### Collected data entries
★ ★ ★ ★
PR #214, opened 2026-04-26
OP-177: prefix iTerm tab/window/session labels with the issue ID

earchibald:
## Summary

- iTerm tab/window labels and the pane subtitle now show `<issueId> <issueTitle>` (e.g. `OP-177 iterm tmux windows…`) instead of just the title (or just the id on the tab). Resolves the gap where the description was visible but the issue ID was nowhere on screen.
- New `labelWithId` helper in `orchestrator.ts` is defensive against `IssueStore.parseIssue`'s basename-fallback branch (line 177: `title: str(fm.title) ?? file.basename`) — when the title already starts with `<id> `, the prefix is skipped so we don't render `OP-177 OP-177 …`.
- The tmux window name is **not** touched — it remains the bare `<id>`, since `staleAgentBadges`, the prep script's `grep -Fxq` window probe, and the view script's `select-window -t` all key off it.
- Patch bump (0.61.4 → 0.61.5). Closes the linked GH issue automatically on resolve via the plugin's `closeGithubIssueOnResolve` setting.

Follow-up filed as **OP-179** (parent-suffix `[Parent: ABC-123]` when an issue has a parent) — out of scope here because it needs a new `parent:` frontmatter field, schema doc update, and launch-args plumbing.

## Test plan

- [x] `npx vitest run src/orchestrator.test.ts` — 19/19 passing (4 new `labelWithId` cases + updated `buildViewScript` assertions for the combined OSC 1/OSC 2 payload, fallback-to-bare-id when title empty/missing, no-double-prefix guard, control-char stripping over the concatenated label).
- [x] `node scripts/dev-sync.mjs` to OP-Test → plugin reloaded clean (version 0.61.5 confirmed loaded; no console errors).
★ ★ ★ ★
### Work instructions
What are the lines of the data above that include the string "prefix"? Copy them.

### The answer
OP-177: prefix iTerm tab/window/session labels with the issue ID
- New `labelWithId` helper in `orchestrator.ts` is defensive against `IssueStore.parseIssue`'s basename-fallback branch (line 177: `title: str(fm.title) ?? file.basename`) — when the title already starts with `<id> `, the prefix is skipped so we don't render `OP-177 OP-177 …`.
- [x] `npx vitest run src/orchestrator.test.ts` — 19/19 passing (4 new `labelWithId` cases + updated `buildViewScript` assertions for the combined OSC 1/OSC 2 payload, fallback-to-bare-id when title empty/missing, no-double-prefix guard, control-char stripping over the concatenated label).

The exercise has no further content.